Aim of the exercise —
Starting at the top of the data and ending with the line that holds "frankhereford, line 1: There", transcribe each line exactly; include both ends.

Dataset entries —
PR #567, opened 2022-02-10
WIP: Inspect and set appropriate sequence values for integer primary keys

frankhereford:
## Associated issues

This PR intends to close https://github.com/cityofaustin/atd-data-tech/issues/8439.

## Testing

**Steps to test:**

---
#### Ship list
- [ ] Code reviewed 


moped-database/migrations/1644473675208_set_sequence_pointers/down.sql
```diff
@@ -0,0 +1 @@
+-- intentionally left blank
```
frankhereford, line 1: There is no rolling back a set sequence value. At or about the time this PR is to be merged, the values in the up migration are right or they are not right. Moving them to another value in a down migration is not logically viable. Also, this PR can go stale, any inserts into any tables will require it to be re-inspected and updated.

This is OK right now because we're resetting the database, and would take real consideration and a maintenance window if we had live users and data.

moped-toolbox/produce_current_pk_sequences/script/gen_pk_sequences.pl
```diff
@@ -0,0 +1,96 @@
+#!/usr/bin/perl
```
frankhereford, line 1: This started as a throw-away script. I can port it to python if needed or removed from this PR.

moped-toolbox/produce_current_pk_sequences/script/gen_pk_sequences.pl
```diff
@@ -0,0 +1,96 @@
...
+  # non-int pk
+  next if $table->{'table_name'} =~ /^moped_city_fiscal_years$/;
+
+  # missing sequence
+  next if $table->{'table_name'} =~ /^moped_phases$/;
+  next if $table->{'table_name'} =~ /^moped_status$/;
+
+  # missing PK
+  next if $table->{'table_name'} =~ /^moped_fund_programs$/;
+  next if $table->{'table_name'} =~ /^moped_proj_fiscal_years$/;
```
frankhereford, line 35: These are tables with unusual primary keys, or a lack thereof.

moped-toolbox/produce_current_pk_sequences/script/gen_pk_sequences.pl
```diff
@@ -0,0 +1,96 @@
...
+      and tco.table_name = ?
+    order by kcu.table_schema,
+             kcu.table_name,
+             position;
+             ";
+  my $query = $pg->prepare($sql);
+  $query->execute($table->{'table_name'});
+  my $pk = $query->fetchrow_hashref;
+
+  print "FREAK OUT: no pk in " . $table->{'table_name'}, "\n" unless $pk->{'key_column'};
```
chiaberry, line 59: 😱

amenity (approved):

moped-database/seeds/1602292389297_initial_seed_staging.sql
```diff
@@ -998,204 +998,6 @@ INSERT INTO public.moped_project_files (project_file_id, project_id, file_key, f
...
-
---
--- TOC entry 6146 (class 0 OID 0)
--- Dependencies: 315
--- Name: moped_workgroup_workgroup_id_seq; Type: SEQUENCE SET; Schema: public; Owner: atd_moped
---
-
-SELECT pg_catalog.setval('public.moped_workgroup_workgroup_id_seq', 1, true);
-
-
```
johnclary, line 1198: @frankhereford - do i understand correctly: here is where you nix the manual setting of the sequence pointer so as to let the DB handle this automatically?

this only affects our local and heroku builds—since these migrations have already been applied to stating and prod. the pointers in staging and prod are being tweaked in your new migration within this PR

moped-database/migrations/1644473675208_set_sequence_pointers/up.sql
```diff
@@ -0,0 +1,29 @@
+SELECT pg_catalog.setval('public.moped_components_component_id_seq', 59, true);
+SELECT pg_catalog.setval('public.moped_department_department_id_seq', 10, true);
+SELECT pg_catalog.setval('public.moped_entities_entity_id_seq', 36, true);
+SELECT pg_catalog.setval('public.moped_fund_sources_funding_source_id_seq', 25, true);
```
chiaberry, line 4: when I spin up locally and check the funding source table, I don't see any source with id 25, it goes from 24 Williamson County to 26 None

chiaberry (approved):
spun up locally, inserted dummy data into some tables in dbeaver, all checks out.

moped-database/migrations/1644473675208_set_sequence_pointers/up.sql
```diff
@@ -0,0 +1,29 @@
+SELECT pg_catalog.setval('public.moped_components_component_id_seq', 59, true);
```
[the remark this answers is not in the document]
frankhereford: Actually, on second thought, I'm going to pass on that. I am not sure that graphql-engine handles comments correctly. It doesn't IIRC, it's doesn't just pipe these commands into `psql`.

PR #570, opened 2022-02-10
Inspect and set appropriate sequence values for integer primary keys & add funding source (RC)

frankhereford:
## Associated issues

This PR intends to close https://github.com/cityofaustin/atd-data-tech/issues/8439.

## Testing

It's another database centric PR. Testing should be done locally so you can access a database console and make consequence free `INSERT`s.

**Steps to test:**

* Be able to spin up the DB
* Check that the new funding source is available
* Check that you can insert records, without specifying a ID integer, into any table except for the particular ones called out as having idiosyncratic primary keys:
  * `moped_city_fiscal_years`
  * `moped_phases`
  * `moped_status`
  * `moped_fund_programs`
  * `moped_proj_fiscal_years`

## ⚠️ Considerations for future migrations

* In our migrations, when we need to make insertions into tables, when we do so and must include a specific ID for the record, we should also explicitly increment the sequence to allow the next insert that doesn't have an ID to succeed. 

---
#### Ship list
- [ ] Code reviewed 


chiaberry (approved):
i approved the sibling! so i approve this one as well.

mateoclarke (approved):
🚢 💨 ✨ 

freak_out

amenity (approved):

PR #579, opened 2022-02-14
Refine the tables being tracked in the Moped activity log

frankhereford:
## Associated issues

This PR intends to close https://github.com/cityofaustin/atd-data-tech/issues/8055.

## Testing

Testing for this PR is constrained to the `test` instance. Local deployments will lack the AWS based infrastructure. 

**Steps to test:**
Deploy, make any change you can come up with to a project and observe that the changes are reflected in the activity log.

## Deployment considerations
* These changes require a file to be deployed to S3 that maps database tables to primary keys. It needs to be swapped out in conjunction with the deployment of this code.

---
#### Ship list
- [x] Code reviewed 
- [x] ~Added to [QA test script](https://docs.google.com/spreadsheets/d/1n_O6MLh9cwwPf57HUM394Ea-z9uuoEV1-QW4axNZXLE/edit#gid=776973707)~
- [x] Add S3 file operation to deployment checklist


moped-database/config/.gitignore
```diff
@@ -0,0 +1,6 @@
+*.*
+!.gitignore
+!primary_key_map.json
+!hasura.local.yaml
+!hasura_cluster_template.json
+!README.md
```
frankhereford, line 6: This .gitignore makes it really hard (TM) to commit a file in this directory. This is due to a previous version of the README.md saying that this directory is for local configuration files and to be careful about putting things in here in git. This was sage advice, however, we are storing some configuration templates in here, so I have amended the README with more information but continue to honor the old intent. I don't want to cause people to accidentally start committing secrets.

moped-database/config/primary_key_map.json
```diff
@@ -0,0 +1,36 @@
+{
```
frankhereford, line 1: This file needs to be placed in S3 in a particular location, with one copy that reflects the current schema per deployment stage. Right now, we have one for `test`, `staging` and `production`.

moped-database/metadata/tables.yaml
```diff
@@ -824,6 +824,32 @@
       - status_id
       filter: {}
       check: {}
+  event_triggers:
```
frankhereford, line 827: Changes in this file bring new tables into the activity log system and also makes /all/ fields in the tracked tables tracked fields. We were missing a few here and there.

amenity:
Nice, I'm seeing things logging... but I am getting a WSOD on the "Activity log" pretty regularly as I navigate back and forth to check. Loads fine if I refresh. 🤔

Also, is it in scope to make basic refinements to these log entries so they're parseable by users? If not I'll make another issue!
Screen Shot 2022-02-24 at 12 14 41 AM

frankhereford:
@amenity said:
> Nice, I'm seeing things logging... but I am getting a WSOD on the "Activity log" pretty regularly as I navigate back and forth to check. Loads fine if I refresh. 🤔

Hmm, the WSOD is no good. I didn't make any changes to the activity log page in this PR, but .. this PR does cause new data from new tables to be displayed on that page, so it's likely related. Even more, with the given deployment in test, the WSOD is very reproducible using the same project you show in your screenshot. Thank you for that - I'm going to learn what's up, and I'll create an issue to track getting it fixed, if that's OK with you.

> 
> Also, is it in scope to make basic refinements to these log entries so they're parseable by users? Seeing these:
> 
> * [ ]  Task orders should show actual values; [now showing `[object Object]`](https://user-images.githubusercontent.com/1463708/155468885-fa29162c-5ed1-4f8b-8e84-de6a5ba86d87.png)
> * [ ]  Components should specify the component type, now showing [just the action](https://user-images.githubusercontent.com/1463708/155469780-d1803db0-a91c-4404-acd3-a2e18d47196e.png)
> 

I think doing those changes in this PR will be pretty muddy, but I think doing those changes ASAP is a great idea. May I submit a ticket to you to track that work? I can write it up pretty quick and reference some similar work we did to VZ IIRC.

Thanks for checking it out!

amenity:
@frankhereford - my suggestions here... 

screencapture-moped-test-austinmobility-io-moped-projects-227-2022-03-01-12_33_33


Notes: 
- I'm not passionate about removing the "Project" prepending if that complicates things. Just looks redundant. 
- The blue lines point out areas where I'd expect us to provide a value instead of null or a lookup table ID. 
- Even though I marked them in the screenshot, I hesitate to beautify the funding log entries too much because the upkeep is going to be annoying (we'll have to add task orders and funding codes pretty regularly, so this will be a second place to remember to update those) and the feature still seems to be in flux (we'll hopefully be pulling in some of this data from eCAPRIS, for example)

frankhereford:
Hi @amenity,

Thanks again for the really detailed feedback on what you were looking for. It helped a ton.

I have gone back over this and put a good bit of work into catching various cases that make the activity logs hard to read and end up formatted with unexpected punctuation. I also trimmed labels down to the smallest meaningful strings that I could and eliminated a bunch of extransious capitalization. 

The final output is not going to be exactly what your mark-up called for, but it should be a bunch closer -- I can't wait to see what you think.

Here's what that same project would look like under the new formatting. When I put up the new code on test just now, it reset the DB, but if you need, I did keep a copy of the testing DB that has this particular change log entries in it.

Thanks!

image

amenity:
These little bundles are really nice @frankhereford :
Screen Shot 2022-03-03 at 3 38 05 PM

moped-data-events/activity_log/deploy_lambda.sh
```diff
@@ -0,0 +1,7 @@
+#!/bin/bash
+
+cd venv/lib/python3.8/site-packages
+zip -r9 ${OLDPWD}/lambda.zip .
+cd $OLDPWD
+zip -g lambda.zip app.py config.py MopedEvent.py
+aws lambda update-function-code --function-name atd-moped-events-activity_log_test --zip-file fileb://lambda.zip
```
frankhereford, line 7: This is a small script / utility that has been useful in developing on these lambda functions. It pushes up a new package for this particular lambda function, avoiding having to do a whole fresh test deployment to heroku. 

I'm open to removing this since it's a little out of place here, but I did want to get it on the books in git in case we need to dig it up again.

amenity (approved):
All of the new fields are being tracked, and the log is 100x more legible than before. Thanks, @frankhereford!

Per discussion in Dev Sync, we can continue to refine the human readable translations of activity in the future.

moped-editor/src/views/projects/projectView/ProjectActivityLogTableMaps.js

Result below —
PR #567, opened 2022-02-10
WIP: Inspect and set appropriate sequence values for integer primary keys

frankhereford:
## Associated issues

This PR intends to close https://github.com/cityofaustin/atd-data-tech/issues/8439.

## Testing

**Steps to test:**

---
#### Ship list
- [ ] Code reviewed 


moped-database/migrations/1644473675208_set_sequence_pointers/down.sql
```diff
@@ -0,0 +1 @@
+-- intentionally left blank
```
frankhereford, line 1: There is no rolling back a set sequence value. At or about the time this PR is to be merged, the values in the up migration are right or they are not right. Moving them to another value in a down migration is not logically viable. Also, this PR can go stale, any inserts into any tables will require it to be re-inspected and updated.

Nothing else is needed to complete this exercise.